Day 1 - Wednesday 18th September 2019
Wednesday, September 18th, 2019
The financial crisis that affected Asia in the 1990s scarred both the region and its governments, prompting politicians and policymakers to learn from their mistakes. With structural reforms, tighter regulations and improved capital requirements, their efforts have paid off, and it is becoming abundantly clear that Asia’s economy looks very different than it did just 20 years ago. This is having a profoundly positive impact on the outlook for Asian fixed income.
Patrick Leung is head of Fixed Income and FX trading for APAC within BlackRock’s Trading and Liquidity Strategies Group overseeing fixed income and FX trading activity in the region. Mr. Leung's service with the firm dates back to 2005, including his years with Barclays Global Investors (BGI), which merged with BlackRock in 2009. Alexandre Bouchardy is Head of Fixed Income Asia and Head of Asset Management Singapore. In addition, he is the Chairman of the Emerging Markets Fixed Income Investment Group. Alexandre joined Credit Suisse Asset Management in 2002 as a Global Fixed Income Portfolio Manager for institutional clients. From 2005 to 2012, he was responsible for inflation-linked solutions and won several Lipper Fund Awards in various European countries.

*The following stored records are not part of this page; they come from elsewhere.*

PR #793, opened 2026-08-18
fix(platform): close the two follow-ups #780 deferred on the relay shims

bradhoekstra:
## Summary

#780 stopped the outage that Hermes v2026.8.13 caused — `slack_relay_patch`'s
`PlatformRegistry.register` wrapper had restated upstream's signature, upstream added a
keyword-only `scope`, and every platform plugin's registration raised `TypeError`. It named two
follow-ups and deliberately left them: `create_adapter` is wrapped the same way in both relay
patches and still restates a signature, and the install-time sweep over already-registered
entries still reads only `_entries` when a scoped registration lands in `_scoped_entries`. This
closes both, and adds a build-time check that runs the relay patches against the real
`/opt/hermes` tree so the next base-image bump fails the build rather than the gateway.

## Why This Change

The failure mode is worth naming precisely, because it is the reason for the third piece. Every
wrapper these patches install sits on a class the whole gateway registers through, so one
`TypeError` in one shim takes Slack, Google Chat and A2A down together. The tests could not catch
it: both registry fakes declared the same narrow signature the shim did, so the fake and the
wrapper agreed with each other and CI stayed green while the pod came up with no chat adapters.

`register` was fixed. `create_adapter` has the identical shape and the identical blind spot in the
fakes; nothing about the failure was specific to `register`, and upstream is as free to add an
argument to one as to the other. A fake can only ever agree with the shim, so the check that
matters has to run against the real tree.

## What Changed

- Both relay patches forward everything past `name` to `create_adapter` blind, the way `register`
  now does. No behaviour change against the pinned base image — the signature has not drifted.
- The install-time sweep reads `_scoped_entries` as well as `_entries`, and warns when *either*
  private name goes missing rather than only when both do. With `_scoped_entries` renamed away the
  old `or` kept reading the one map a scoped registration never lands in and reported success.
- The sweep's comments, its test docstrings and the build-time check now say it is defensive
  cover, not a live fix: `sitecustomize`'s import hook calls `install()` as
  `gateway.platform_registry` finishes executing, before anything can register, and nothing else
  calls `install()`. The previous wording implied a silent production failure this ordering cannot
  produce.
- The module-level test fakes declare wide signatures for both wrappers, and forwarding is
  asserted for each.
- `deploy/docker/patches/verify_slack_relay_registry_contract.py` runs at image build against the
  real Hermes tree: it pins the signature of every upstream callable the two relay patches
  replace, registers a plugin-sourced entry the way `plugins.py` does, and repeats the behavioural
  checks in a child process wired the way the pod is, where `sitecustomize`'s hook is what
  installs the patch. Before reading the pin it re-execs with every variable in
  `sitecustomize.RELAY_PATCHES` stripped and asserts no patch sentinel is set, so a run inside a
  pod cannot read a shim as upstream's own declaration.
- The check rides in an existing `COPY`/`RUN` pair rather than adding its own. `credential-proxy`
  builds `FROM` this stage and its chain measures 119 of the 120 layers
  `scripts/check_image_layers.py` allows.

## Context

No issue tracks this. #780 (merged) is the fix these two follow-ups were deferred from; its
description names both.

Overlap with open pull requests, none of it line-level:

- #720 touches `agents/platform/scripts/slack_relay_patch.py` and
  `agents/platform/scripts/google_chat_relay_patch.py`. Different regions of both files —
  a merge conflict warning, not a duplicate.
- #731, #728, #738 and #713 all touch `deploy/docker/Dockerfile`. This branch adds no layer, but
  the budget has one slot left, so whichever of those adds a `COPY` or `RUN` merges second will
  need to find it. Flagged rather than fixed: it is not this branch's layer to reclaim.

## Testing

- `python3 -m pytest agents/platform/scripts/test_slack_relay_patch.py` — 37 passed, 1 failed.
  The failure is `RelayedSlackErrorTest::test_an_unreadable_body_is_not_a_rejection`, pre-existing
  on `main` and local to Python 3.11: `HTTPError.read()` returns `str` rather than `bytes` when
  `fp` is `None` before 3.12. `main` fails the same test on the same interpreter (31 passed, 1
  failed); CI pins 3.12 and is green.
- `make docker-build-platform` — the build-time gate passes both phases, 27 checks unwired and 8
  wired.
- The gate fails in the direction it is meant to. Narrowing the `register` shim back to
  `(self, entry)` and simulating a future upstream signature change each exit 1 with the drifted
  callable named. The re-exec guard was verified both ways against the built image: the
  pre-fix script run with `GOOGLE_CHAT_RELAY_URL` inherited reports
  `PlatformRegistry.create_adapter: expected 'self, name, config', got 'self, name, *args, **kwargs'`
  — the false drift finding 1 describes — and the fixed script passes.
- `make docs-check` — clean.
- `make iac-parity-check` — clean, 16 checks.
- `python3 scripts/check_image_layers.py` against `credential-proxy:latest` — 119 layers, 1 under
  budget, unchanged by this branch.
- `prettier` — no Markdown, JSON or YAML files changed.

### Live validation

Install: `kube-agents-cluster` (regional `us-central1`, project `bhoekstra-gkedemos`), namespace
`kubeagents-system`, one `PlatformAgent` CR, model `claude-opus-5` via Vertex through LiteLLM.

Built and pushed `platform-agent:relayfix-fcd32d7` — the branch head, including the self-review
fixes below — and patched the CR's image tag from `dns-endpoint-7dac349`. The rollout was
confirmed at each layer: CR `.status.phase` `Ready` with "Agent sandbox and Envoy credential
sidecar are fully reconciled", the `platform-agent-gateway` Deployment's `platform-agent`
container on the new tag, and the pod `3/3 Running`.

Inside that pod, `PlatformRegistry.create_adapter`'s live signature reads
`(self, name, *args, **kwargs)` rather than the `(self, name, config)` it restated before — this
install has Slack disabled and Google Chat enabled, so it is `google_chat_relay_patch` that
installed it, which is the half of the change with no test that can distinguish a fake from the
real class.

The sweep was proved by A/B in that pod, not by reading the code. Slack being disabled means
`install()` early-returns on an unset `SLACK_RELAY_URL`, so the probe starts the interpreter with
it unset, registers a `source="plugin"` Slack entry into `_scoped_entries[scope]` the way
`register_platform` does — before `install()`, so the `register` wrapper cannot be what patches
it — then sets the variable and calls `install()`. Control was `main`'s `slack_relay_patch.py`
ahead of `/opt/defaults/scripts` on `sys.path`, with that directory left in place so
`sitecustomize` can still find `google_chat_relay_patch`. Each arm printed
`slack_relay_patch.__file__` and whether the loaded source mentions `_scoped_entries`, so the arms
are distinguishable in the output rather than by assumption:

```
[control] slack_relay_patch.__file__ = /tmp/probe/mainver/slack_relay_patch.py
[control] source mentions _scoped_entries = False
[control] entry landed in _scoped_entries = True, in _entries = False
[control] RESULT pre-registered scoped entry patched = False
[branch]  slack_relay_patch.__file__ = /opt/defaults/scripts/slack_relay_patch.py
[branch]  source mentions _scoped_entries = True
[branch]  entry landed in _scoped_entries = True, in _entries = False
[branch]  RESULT pre-registered scoped entry patched = True
```

Four earlier probe designs were wrong and are worth recording, because each looked like a result.
One returned a false negative from the `SLACK_RELAY_URL` early return. Two returned false
positives: the `register` shim `sitecustomize` had already installed patched the entry at
registration time, and a `sys.path.insert` made both arms load the branch's file. The fourth
dropped `/opt/defaults/scripts` from `sys.path` entirely and turned the control arm into an
unrelated `ModuleNotFoundError`.

Google Chat, the one live platform here, kept working on the new image: after two startup 503s
against the credential proxy at 20:28:59 — the relay loop polling before the sidecar was serving,
not a regression — the proxy logged a steady stream of `GET /v1/chat/events 200` and the agent
logged no further failures.

Not covered: no live Slack workspace is wired to this install, so an end-to-end relayed Slack
message was not sent. This branch does not change the patch's delivery behaviour.

Cleanup: the CR was reverted to `dns-endpoint-7dac349`, the pod confirmed `3/3 Running` and the CR
`Ready` on it; the probe directory was removed from the pod, the host temp files and the local
inspection image deleted, and the live-test lease released.
`platform-agent:relayfix-fcd32d7` was left in the gkedemos Artifact Registry.

## Self-Review

`review-adversarial` against the branch diff, run in a subagent handed the diff range and nothing
else. Angles that produced findings: contract drift between a check and what it actually checks,
comments and docstrings that outrun the code, the guard that fails in the quiet direction, and
test fakes that agree with the code under test. Seven findings, all confirmed; five fixed, two
reported.

1. **The build-time gate could report false drift, and invite the reader to make it permanent.**
   Fixed. The re-exec guard stripped only `SLACK_RELAY_URL`. The operator sets
   `GOOGLE_CHAT_RELAY_URL` on the agent container and `google_chat_relay_patch` replaces
   `create_adapter` too, so a run inside a pod read the Google Chat shim as upstream's declaration
   and reported drift that did not exist. Worse than a missed check: the module docstring tells
   the reader to update the pin deliberately, and doing so there would have pinned the shim
   against itself and deleted the only guard on that method. It now strips every variable in
   `sitecustomize.RELAY_PATCHES` — read from the module, not restated — and asserts no patch
   sentinel is set before reading the pin.
2. **The sweep's justification was not true.** Claims rewritten, code kept. The comment, a test
   docstring and the build check all described a silent production failure, but `sitecustomize`'s
   import hook makes that ordering unreachable: `install()` runs as the registry module finishes
   executing, before anything can register, and nothing else calls `install()`. Kept because the
   code is correct for the ordering it covers and cheap; the wording now says it is defensive
   cover, so a reader is not told the sweep is load-bearing when it is not. My first draft of the
   Live validation section above made the same overclaim, and this is what corrected it.
3. **The "not introspectable" guard failed quiet in the half that matters.** Fixed. The condition
   was `isinstance(entries, dict) or isinstance(scoped, dict)`, so a base image that renamed
   `_scoped_entries` alone left the sweep reading `_entries`, finding it empty, and saying
   nothing — and `_entries` is the map a scoped registration never lands in. It now warns when
   either name goes missing, and still sweeps whichever map is readable.
4. **A fake still had the exact blind spot this PR is about.** Fixed. The module-level
   `PlatformRegistry` fake's `create_adapter` was still `(self, name, config)` — the same
   fake-agrees-with-shim configuration that let #718 ship. Widened, with forwarding asserted the
   way `register`'s is.
5. **`shape()` erases default values, so a flipped upstream default passes the pin.** Reported,
   not fixed. Real, and narrower than it looks: for the two forwarding wrappers a changed default
   cannot break anything, since the wrapper passes through whatever the caller gave. It does
   matter for the adapter methods the patch reimplements rather than delegates to —
   `connect(self, *, is_reconnect=False)` is the example. Not fixed here because including
   defaults makes the pin churn on every upstream default tweak, most of them irrelevant, and
   deciding what the pin should tolerate is a change with its own argument to make. Filed as
   #794, which lays out the three options.
6. **A class docstring described a sweep that no longer exists.** Fixed. It still said the sweep
   reads a single private `_entries`.
7. **Layer-budget contention with open pull requests.** Reported, not fixed — see Context. This
   branch adds no layer; the last free slot goes to whoever takes it first.

## Risk & Rollout

The runtime change is confined to two monkeypatch modules that only load when the corresponding
relay URL is set. Against the pinned base image, widening `create_adapter` is a no-op: the
signature it forwards is the signature it used to restate. The sweep change alters a path
`sitecustomize` prevents from being reached, plus one new `LOGGER.warning` that can fire on a
future base image which consolidates the two entry maps — a log line, not a failure.

The new failure mode is a build one, and deliberate: a base-image bump that changes any pinned
signature now fails `make docker-build-platform` instead of producing an image that starts and
does not relay. Fixing it means reading the drift the check names and updating the shim, or the
pin, on purpose.

Revert is the single commit; nothing persists outside the image.

Nothing has to happen at merge time.

---

### DIFF
--- a/agents/platform/scripts/google_chat_relay_patch.py
+++ b/agents/platform/scripts/google_chat_relay_patch.py
@@ -167,8 +167,12 @@ def install() -> None:
     original_registry_create = PlatformRegistry.create_adapter
     if not getattr(PlatformRegistry, "_credential_proxy_relay_patched", False):
 
-        def create_adapter(self: Any, name: str, config: Any) -> Any:
-            adapter = original_registry_create(self, name, config)
+        # Forwarded blind past ``name``: this wrapper adds a side effect and
+        # delegates, so upstream owns the signature. Restating one is how the
+        # Slack relay's registry shim took every platform down when the base
+        # image grew a new keyword-only argument (see slack_relay_patch).
+        def create_adapter(self: Any, name: str, *args: Any, **kwargs: Any) -> Any:
+            adapter = original_registry_create(self, name, *args, **kwargs)
             if name == "google_chat" and adapter is not None:
                 patch_adapter_class(type(adapter))
             return adapter
--- a/agents/platform/scripts/slack_relay_patch.py
+++ b/agents/platform/scripts/slack_relay_patch.py
@@ -691,8 +691,12 @@ def install() -> None:
     original_registry_create = PlatformRegistry.create_adapter
     if not getattr(PlatformRegistry, "_slack_credential_proxy_relay_patched", False):
 
-        def create_adapter(self: Any, name: str, config: Any) -> Any:
-            adapter = original_registry_create(self, name, config)
+        # ``*args``/``**kwargs`` rather than upstream's signature restated: this
+        # wrapper adds a side effect and delegates, so the signature is not its
+        # to own. Restating one is what took chat down when v2026.8.13 gave
+        # ``register`` a keyword-only ``scope`` -- see the note there.
+        def create_adapter(self: Any, name: str, *args: Any, **kwargs: Any) -> Any:
+            adapter = original_registry_create(self, name, *args, **kwargs)
             if name == "slack" and adapter is not None:
                 patch_adapter_class(type(adapter))
             return adapter
@@ -732,13 +736,19 @@ def install() -> None:
             # One residual difference from calling the original directly, and it
             # predates this wrapper's argument handling: when ``scope`` is
             # omitted the registry infers it from the caller's frame at a fixed
-            # depth, and this frame occupies the slot it reads. The inferred
-            # scope is lost rather than wrong -- register() falls back to the
-            # entry's adapter_factory and then its check_fn, both
-            # frame-independent -- so an entry can land in the global scope
-            # instead of a plugin one. Nothing in the runtime relies on that
-            # inference: the plugin loader passes ``scope`` explicitly, and the
-            # built-in relay path sets source="builtin", which skips it.
+            # depth (``_caller_plugin_scope`` reads ``sys._getframe(2)``), and
+            # this frame occupies the slot it reads. Three things keep that
+            # harmless. The inference is gated on ``entry.source == "plugin"``,
+            # so the built-in relay path never reaches it. ``register_platform``
+            # -- the path every bundled platform takes -- passes ``scope``
+            # explicitly. And where it does run, the shifted frame resolves to
+            # this module, which is not a plugin namespace, so upstream falls
+            # through to ``_plugin_scope_from_callable`` on the entry's own
+            # ``adapter_factory`` and then its ``check_fn``; both are
+            # frame-independent and recover the same scope
+            # (``platform_registry.py:515-520`` in v2026.8.13). Only an entry
+            # whose callables the tool registry cannot place lands in the global
+            # scope instead of a plugin one.
             return original_registry_register(self, entry, *args, **kwargs)
 
         PlatformRegistry.register = register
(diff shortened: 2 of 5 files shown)


adamparco (approved):
/lgtm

In this interview both Patrick and Alex will share their views on:
- What's fuelling the growing appetite for Asian bonds and how are investors viewing fixed income?

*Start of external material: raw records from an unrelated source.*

PR #71, opened 2026-06-02
feat(skills): integrate agent and shared skills with Hermes sync

bradhoekstra:
# Pull Request

## Why This Change

This PR addresses the need to integrate the GKE platform agent skills (and placeholder skills for operator and devteam agents) with the Hermes skill syncing system. Without this integration, skills are not automatically synchronized and manifest-tracked on startup, which prevents seamless updates and safe user customization management.

## What Changed

We updated the Dockerfiles for the `platform`, `operator`, and `devteam` agents to copy both the shared and agent-specific skills into the container's bundled skills directory (`/opt/hermes/skills/`).

**Files:**

- `agents/platform/Dockerfile`
- `agents/operator/Dockerfile`
- `agents/devteam/Dockerfile`

**Added/Changed/Fixed:**

- Added `COPY` instructions to copy shared skills from `agents/shared/skills/` to `/opt/hermes/skills/` in all three Dockerfiles.
- Added `COPY` instructions to copy agent-specific skills to `/opt/hermes/skills/` in all three Dockerfiles.
- Ensured ownership of the copied skills is set to `hermes:hermes` to match the runtime user.
- Confirmed that `.gitkeep` files were moved to the correct skills directories.

## Why This Matters

By bundling the skills in `/opt/hermes/skills/`, the base Hermes agent startup sequence (specifically `stage2-hook.sh`) will run `skills_sync.py` to copy them to the user's persistent volume (`$HERMES_HOME/skills/`) and register them in `.bundled_manifest`.
This allows:
- Automatic loading of custom GKE skills by the agents.
- Safe updates: if the image is updated with new skills, Hermes will automatically update them for the user *unless* the user has customized them locally, in which case it safely skips to prevent overwriting user changes.

## Context

- Integrates with Hermes skill syncing system (NousResearch/hermes-agent).
- Specifically requested to make sure GKE platform agent skills are integrated.
- Also ensured shared skills are copied and can be overridden by agent-specific skills.

## Testing

- Verified that `stage2-hook.sh` in `nousresearch/hermes-agent` (v2026.5.29.2) executes `tools/skills_sync.py` automatically.
- Verified that `skills_sync.py` correctly handles directory copy and manifest tracking.
- Verified that the Dockerfile changes copy the skills to the expected location (`/opt/hermes/skills/`) with the correct ownership.

PR #809, opened 2026-08-19
perf(docker): build credential-proxy from agent-base, not platform

toshiowang:
## Summary

The `credential-proxy` sidecar image built `FROM platform`, so it inherited the entire Platform Agent chain to use one directory from it. `COPY agents/*/scripts/` sits two thirds of the way down the `platform` stage, which meant editing a single agent Python file invalidated that layer and every layer after it in **both** images — and the sidecar's apt/`gh` install, the most expensive instruction in the file at ~300MB over the network, sat above all of that churn and got rebuilt too. This adds a `proxy-tools` stage that builds `FROM agent-base` and holds the install, the Envoy binary, its config and `start-services`; `credential-proxy` is then a single COPY on top of it. On the case that motivates this — edit one file under `agents/platform/scripts/`, rebuild — the sidecar's Cloud Build goes from 13m21s to 6m41s.

## Why This Change

`k8s-operator/scripts/dev/dev_rebuild_agent.sh` is the inner loop for anyone working on the agent, and it takes 20-25 minutes. Roughly half of that is the credential-proxy build, and almost all of that half was work the agent build had just done: the two submits are independent Cloud Build runs on separate cold workers, so under the old shape both of them rebuilt the tail of the `platform` chain from the same invalidated COPY, and only one of them needed to.

Left alone this also gets worse rather than better. Every instruction added to `platform` is one the sidecar pays for on every agent source edit, and it counts against the layer budget: at the merge base, `credential-proxy` was the deepest chain in the file at 118 layers against a 120 budget, which is why the gate in `scripts/check_image_layers.py` was pointed at it. #731 landing two more instructions into `agent-base` while I was measuring is exactly the pressure this removes.

## What Changed

- **`deploy/docker/Dockerfile`** — new `proxy-tools` stage `FROM agent-base` carrying the apt/`gh` install, the Envoy binary, its config and `start-services`; `credential-proxy` becomes `FROM proxy-tools` plus one COPY. Order within `proxy-tools` is cache order: the install is first because it is the most expensive and the least likely to change. `mkdir -p /etc/envoy` moved into the install RUN, replacing a `chmod 755 /etc/envoy` that had to run _after_ the config COPY and therefore pinned the install back above the churn — a `--chmod`ed COPY propagates its mode to parent directories it creates, and 0644 on `/etc/envoy` is not traversable by the runtime uid.
- **`scripts/check_image_layers.py`** — retargeted from `credential-proxy:latest` to `platform-agent:latest`. The sidecar is now 101 layers and `platform` is the deepest chain that ships at 114, so the gate would otherwise have been measuring the short chain and reporting headroom that is not the headroom at risk. This docstring is now the single home for which image the gate points at and why; the Dockerfile header, the workflow comment and the AGENTS.md bullet defer to it instead of restating it.
- **`scripts/test_check_prompt_assets.py`** — `_copy_instructions()` is now stage-aware, so `OPT_DEFAULTS` is re-derived from the `platform` chain alone rather than from every `/opt/defaults` COPY in the file. Plus a new test asserting the two stages fill `/opt/defaults/scripts` from the same sources (see Self-Review).
- **`.github/workflows/docker-build.yml`** — `load: true` moved from the sidecar build to the platform build so the layer-budget step has the image it now inspects.
- **`deploy/docker/cloudbuild-ci.yaml`, `hack/ci-deploy.sh`, docs** — comments and prose that described the old shape. The CI build's step graph and cache seeding are untouched; see Context for why.

## Context

Not tied to an issue. Overlap from the scan of 48 open PRs:

- **#739** (`fix(ci): isolate presubmit image tags to prevent cache pollution`, @lapis2002) merged one minute before this PR opened, and it is why the `cloudbuild-ci.yaml` change originally in this branch is no longer here. I had split `warm-cache` in two and given the sidecar step its own `--cache-from $_PROXY_LATEST`; #739 deleted the `:latest` pushes and the `_PLATFORM_LATEST`/`_PROXY_LATEST` substitutions entirely, replacing them with one canonical `_CACHE_IMAGE` from `kube-agents-prow`. Rebasing on top of it, I took #739's version wholesale rather than reworking my seeding on top — see below for why that turns out to be right on the merits, not just the cheap resolution.
- **#674** (@AntonTyb) edits the same `docker-build.yml` region and keeps `load: true` on the sidecar build. Textual conflict only.
- **#738**, **#728**, **#720**, **#713** each touch `deploy/docker/Dockerfile` elsewhere. Merge-conflict warnings, not duplicates.

Rebased onto `95a7c04d`. The only conflict was the `agent-base` comment block that counts the Hermes patches: `main` added a fifth (`kanban_event_routing`) while this branch rewrote the sentence saying `credential-proxy` builds `FROM platform`. Resolved by keeping both — five patches, and the corrected statement that the stage is the base of the `platform` chain. No instruction changed, and the layer figures quoted above were re-derived on the new base and are unchanged (`platform` 114, `credential-proxy` 101, `entrypoint-gate-test` 116): `main`'s 18 commits added no layer-producing instruction to either chain, since the fifth patch rides in the existing COPY/RUN pair.

#731 merged during this work too and consolidated two script COPYs in the `platform` stage; I took its version in that conflict, since it is a layer cheaper than mine.

**Why CI needs no cache change.** The apt/`gh` install has to run in CI either way: under the old shape it lived in the `credential-proxy` stage, above `platform`, and `platform`'s cache never covered it. Moving it into `proxy-tools` does not change what CI has to build — the sidecar step still inherits its cached ancestor from the platform step on the same worker, and that ancestor is now `agent-base` rather than the `platform` image. So the step graph and the seeding stay exactly as #739 left them; what changes is only the prose in `cloudbuild-ci.yaml` and `hack/ci-deploy.sh` that named `platform` as the thing being inherited.

I also dropped the parallelism I had proposed there. Running the two agent builds concurrently on one worker only pays off if BuildKit dedups the shared `agent-base` vertex across concurrent solves, and I cannot verify that without a container runtime (see Self-Review). Sequential is what is measured and what works; the speculative version does not belong in the same PR as the change that is.

**Deliberately not in this PR:** collapsing `dev_rebuild_agent.sh`'s two sequential `gcloud builds submit` calls into one build with parallel steps. It is drafted and stacks on this branch. Splitting them keeps this PR to one argument, and the parallel version is only worth what it is worth _because_ the sidecar build is no longer bound to the agent build's chain — sequenced the other way round it would have been `max(617s, 801s)` instead of `max(617s, 401s)`. `.github/workflows/docker-publish-gcp.yml` has the same three-sequential-submits pattern and is a candidate for the same treatment; flagging it rather than fixing it here.

## Testing

- `python -m unittest test_check_prompt_assets test_image_layers` — 57 tests, OK.
- `make docs-check` — all four checks (generated regions, links, terminology, map coverage) across 251 docs.
- `prettier --check` (3.9.6, the version `prettier.yml` pins) — clean on the changed Markdown/YAML.
- `make test-python` has one failure, `tests/test_docker_entrypoint.py::test_step_2_6b_fills_an_existing_config_without_overruling_it`. Confirmed pre-existing by stashing this branch and re-running on a clean tree: same failure, and it exercises `deploy/shared/docker-entrypoint.sh`, which this PR does not touch.
- **Not run: `scripts/check_image_layers.py` itself, and no local `docker build`.** There is no container runtime on my machine. Layer counts quoted here come from the registry manifests (`rootfs.diff_ids`) of the images the builds actually pushed, cross-checked against a parser over the Dockerfile that reproduces those registry figures exactly at two separate commits. CI runs the real check.

### Live validation

Install: `platform-agent-host` (GKE, project `toshiowang-gkedemos`, `us-east4`), via `dev_rebuild_agent.sh`. All timings EDT, from `gcloud builds list`.

**The measurement.** Baseline and after both taken by editing one file under `agents/platform/scripts/` (a comment marker in `session_manager.py`, reverted afterwards) and rebuilding. A rebuild with no source change would prove nothing, since the whole claim is about what a source change invalidates.

| run                                      | platform           | credential-proxy      |
| ---------------------------------------- | ------------------ | --------------------- |
| baseline                                 | `08443ebb` 10m17s  | `15ce24ff` **13m21s** |
| after, first build (cold `proxy-tools`)  | `9e55624f` 7m03s   | `2d34869f` 9m14s      |
| after, steady state (fresh one-file edit)| `d193791b` 11m44s  | `a45f5eef` **6m41s**  |

Per-step for the sidecar (cache pull / `docker build` / push): baseline 115s / **593s** / 88s; steady state 122s / **262s** / 12s. In the steady-state build every BuildKit node reported `CACHED` except `#71 [credential-proxy 1/1] COPY … /opt/defaults/scripts/`, at **0.9s** — the remaining 262s is Cloud Build pulling the cache image and BuildKit materializing and exporting layers, not compiling anything.

Two honest caveats on the table. The `platform` column is noise: its instruction list is unchanged by design, and 11m44s is contended — another session was building against the same project and clobbered `:latest` partway through. I checked that my steady-state sidecar build started at 17:13:32, before that session's old-chain `credential-proxy:latest` push at 17:16:58, so it was cache-clean. And the one-time transition build is the real cost of the cutover: the first build after this merges gets a `:latest` describing the old chain, misses `proxy-tools`, and pays the apt/`gh` install once.

**The sidecar still works.** Deployed `credential-proxy:dev-20260819-130136` (the steady-state image) to the running Pod. The `envoy-credential-proxy` container reached Ready, and all three services it is responsible for are up:

```
1  bash /usr/local/bin/start-services
6  python3 /opt/defaults/scripts/credential_proxy.py
7  envoy --config-path /etc/envoy/envoy-credential-proxy.yaml
10 /usr/local/bin/k8s-event-watcher --cluster-name=platform-agent-host ...
```

The event watcher is the one that could have been silently dropped, since it runs in this container. Its binary is copied in `agent-base`, not `platform`, so it comes along — confirmed running above rather than assumed.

- How much wealth is being created in this space and where is it being invested?
- How are Asian bonds offering the potential to improve returns and reduce risk?
- China’s “One Belt, One Road” programme – How is this promoting the regional development of infrastructure?
- Asian currencies appear undervalued – Will this promote more investors to pursue undervalued opportunities in regions with better fiscal fundamentals?
- As corporate bonds become increasingly expensive, are investors considering reducing credit risk? And what asset classes should investors focus on?
Day 2 - Thursday, September 19th 2019
Thursday, September 19th, 2019
With China now being fully accounted in the Global Aggregate Index and the local currency Chinese bonds being the fourth largest currency component following the US dollar, euro and Japanese yen, what are the opportunities that lay ahead for foreign investors? Our speakers here will shed light on:
- What are the key factors and drivers of both the offshore and onshore markets?
- What are the issuers and investors looking for in each market?
- China On shore bonds: Does index inclusion support them in terms of where we are given all the problems?
- China bid has gone to China offer - As China's new bond issuance last year has struggled and are we going to see a continuation of this trend and will China bid come back?
- How much is the China bid worth in terms of the pricing?
- Are we going to see some increase in offshore China issuance - How is that expected moving forward and should we invest in more onshore in China Vs offshore?